At UCB To See Variety SHAC, A Bit Of Portland(ia)
I ended up ‘covering’ a ‘story’ about something ‘everyone’ already knows about: UCB is fun and cool. It was fun and cool.
Fred Armisen is a canny demythologizer of things as cutesy as having a tap-dance troupe performing in a hip comedy club. “Portlandia” is essentially based around making light fun of just such young-white-liberal tropes (along with pickling, bike culture, dumpster diving, and on and on). His act was also musical, though it was also the most experimental performance, most in keeping with Bhonik’s initial orientation. He went through a few impressions: someone waiting in line at a hotel listening to muzak; the first person to be really into doo wop; a fox decomposing in “fast motion.”

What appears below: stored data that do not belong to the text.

PR #2617, opened 2026-09-06
fix(cli): share Vite runtime through the core alias

### LINKED ISSUE #1391: TanStack Start SSR broken: dual-copy of vite-plus-core causes `isRunnableDevEnvironment()` instanceof failure
## Summary

When a project uses `"vite": "npm:@voidzero-dev/vite-plus-core@latest"` (the recommended alias)
alongside `"vite-plus": "latest"`, bun (and likely npm) installs two separate physical copies of
`@voidzero-dev/vite-plus-core`:

1. `node_modules/vite/` — via the npm alias
2. `node_modules/@voidzero-dev/vite-plus-core/` — via vite-plus's direct dependency

These two copies are different module instances in Node.js ESM, which breaks any `instanceof`
checks across them. Specifically, TanStack Start's SSR middleware fails to install because
`isRunnableDevEnvironment()` (exported from `vite`) returns `false` — even though the environment
IS a RunnableDevEnvironment — because the class was instantiated from copy 2 but the instanceof
check runs against copy 1.

**Result**: `Cannot GET /` on every route. SSR is completely broken.

## Root cause

`vite-plus` (packages/cli) depends on `@voidzero-dev/vite-plus-core` directly:

```json
"dependencies": {
  "@voidzero-dev/vite-plus-core": "0.1.18"
}
```

The `vp` CLI loads Vite internals from `node_modules/@voidzero-dev/vite-plus-core/`, while
user-land Vite plugins (like TanStack Start) import from `node_modules/vite/` (the alias).

Node.js ESM identifies modules by their file URL. Two different paths = two module instances =
`instanceof` fails across them.

## Reproduction

1. `vp new` → select TanStack Start template
2. `vp dev`
3. Open `http://localhost:5173/` → `Cannot GET /`

Or manually:

```json
{
  "dependencies": {
    "@tanstack/react-start": "latest"
  },
  "devDependencies": {
    "vite": "npm:@voidzero-dev/vite-plus-core@latest",
    "vite-plus": "latest"
  },
  "overrides": {
    "vite": "npm:@voidzero-dev/vite-plus-core@latest"
  },
  "packageManager": "bun@1.3.12"
}
```

## Debug evidence

Adding a debug plugin to vite.config.ts:

```ts
import { isRunnableDevEnvironment } from "vite";

configureServer(server) {
  const ssrEnv = server.environments?.["ssr"];
  console.log("constructor:", ssrEnv.constructor?.name);      // "RunnableDevEnvironment"
  console.log("isRunnable:", isRunnableDevEnvironment(ssrEnv)); // false ← BUG
  console.log("has runner:", "runner" in ssrEnv);               // true
}
```

The constructor name IS `RunnableDevEnvironment`, but `instanceof` returns `false` because
the class references come from different module instances.

Confirming two separate copies:

```bash
$ stat -f "%i" node_modules/vite/dist/vite/node/chunks/node.js \
               node_modules/@voidzero-dev/vite-plus-core/dist/vite/node/chunks/node.js
22200352   # different inodes
22208051
```

## Workaround

Symlinking `node_modules/@voidzero-dev/vite-plus-core` → `node_modules/vite` in a postinstall
script deduplicates them into one module instance and fixes SSR.

## Suggested fix

Option A (minimal): Make `vite-plus` CLI depend on `vite` instead of `@voidzero-dev/vite-plus-core`
directly. Since users are required to have `"vite": "npm:@voidzero-dev/vite-plus-core@..."` in their
project, this would resolve to the same copy.

Option B (robust): Have the `vp` CLI resolve its Vite imports through the project's
`node_modules/vite` path (using `createRequire` from the project root), ensuring it always
uses the same module instance as plugins.

## Environment

- vp: 0.1.18
- @voidzero-dev/vite-plus-core: 0.1.18
- @tanstack/react-start: 1.167.41
- Node.js: v24.14.1
- Bun: 1.3.12
- macOS (darwin-arm64)

## Related issues

- #1356 — similar dual-module problem with `@rolldown/debug` and `@vitejs/devtools`

### Reproduction

https://github.com/keyding/vite-plus-tanstack-start-ssr-broken

### Steps to reproduce

Run `bun install` followed by `vp dev`

### System Info

```shell
···

Environment:
  Version  24.14.1
  Source   lts

Tool Paths:
  node  /Users/***/.vite-plus/js_runtime/node/24.14.1/bin/node
  npm   /Users/***/.vite-plus/js_runtime/node/24.14.1/bin/npm
  npx   /Users/***/.vite-plus/js_runtime/node/24.14.1/bin/npx
···

···

vp v0.1.18

Local vite-plus:
  vite-plus  v0.1.18

Tools:
  vite             v8.0.8
  rolldown         v1.0.0-rc.15
  vitest           v4.1.4
  oxfmt            v0.45.0
  oxlint           v1.60.0
  oxlint-tsgolint  v0.20.0
  tsdown           v0.21.8

Environment:
  Package manager  bun v1.3.12
  Node.js          v24.14.1
···
```

### Used Package Manager

bun

### Logs

```shell

```

### Validations

fengmk2:
TanStack Start can return HTTP 404 when the CLI and plugins load separate core copies. The CLI now uses the exact `vite` alias for its dependency, runtime imports, and generated exports.

Version checks use the installed CLI manifest and the command's target project. They reject incompatible declared dependencies and permit incidental hoisted peers. The public config types retain `test` when Vitest resolves a separate Vite copy.

Preview packing and CI tarball installation preserve the alias. Version checks also support packages whose versions change after the build. The design is in `rfcs/vite-core-module-identity.md`.

Fixes #1391.

### DIFF
--- a/.github/workflows/publish-preview.yml
+++ b/.github/workflows/publish-preview.yml
@@ -98,6 +98,15 @@ jobs:
       - name: Install dependencies
         run: pnpm install
 
+      # The registry bridge rewrites dependencies by package name. Stamp core
+      # before pnpm pack so the dependency named `vite` already aliases the
+      # preview version. Keep the CLI manifest aligned with its built dist too.
+      - name: Set preview package versions
+        run: |
+          for package in cli core; do
+            pnpm exec json-edit "packages/$package/package.json" '_.version = process.env.VERSION'
+          done
+
       - name: Download cli dist
         uses: actions/download-artifact@3e5f45b2cfb9172054b4087a40e8e0b5a5461e7c # v8.0.1
         with:
--- a/crates/vp_cli_snapshots/tests/cli_snapshots/fixtures/core_command_root/check-layout.mjs
+++ b/crates/vp_cli_snapshots/tests/cli_snapshots/fixtures/core_command_root/check-layout.mjs
@@ -1,0 +1,12 @@
+import assert from 'node:assert/strict';
+import { createRequire } from 'node:module';
+
+const require = createRequire(import.meta.url);
+const appRequire = createRequire(new URL('./packages/app/package.json', import.meta.url));
+const cliRequire = createRequire(require.resolve('vite-plus/package.json'));
+console.log('Root Vite:', require('vite/package.json').name);
+console.log('App Vite:', appRequire('vite/package.json').name);
+console.log('CLI Vite:', cliRequire('vite/package.json').name);
+assert.equal(require('vite/package.json').name, 'vite');
+assert.equal(appRequire('vite/package.json').name, '@voidzero-dev/vite-plus-core');
+assert.equal(cliRequire('vite/package.json').name, '@voidzero-dev/vite-plus-core');
--- a/crates/vp_cli_snapshots/tests/cli_snapshots/fixtures/core_command_root/package.json
+++ b/crates/vp_cli_snapshots/tests/cli_snapshots/fixtures/core_command_root/package.json
@@ -1,0 +1,13 @@
+{
+  "name": "core-command-root",
+  "private": true,
+  "type": "module",
+  "packageManager": "pnpm@11.24.0",
+  "workspaces": [
+    "packages/*"
+  ],
+  "devDependencies": {
+    "vite": "8.2.2",
+    "vite-plus": "latest"
+  }
+}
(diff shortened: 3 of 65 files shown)


sapphi-red (approved):
The cause and the fix makes sense to me

fengmk2:
@codex review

“I am not a fan of jazz music,” he said. “Let’s talk about it, because you are also not a fan of jazz music!” At that he queued up some hard bop, acted bored. That one kind of tanked, but his charisma carried the audience. He finished out his set with a cover of the Beatles’ “Blackbird,” poorly played on purpose, a sort of inverse of his old character Jens Hannemann’s “Complicated Drum Technique.” It was hard to determine exactly why playing the cover poorly worked so well—Armisen seems to have a sort of sixth sense for comedy-through-music—but it had the crowd in stitches.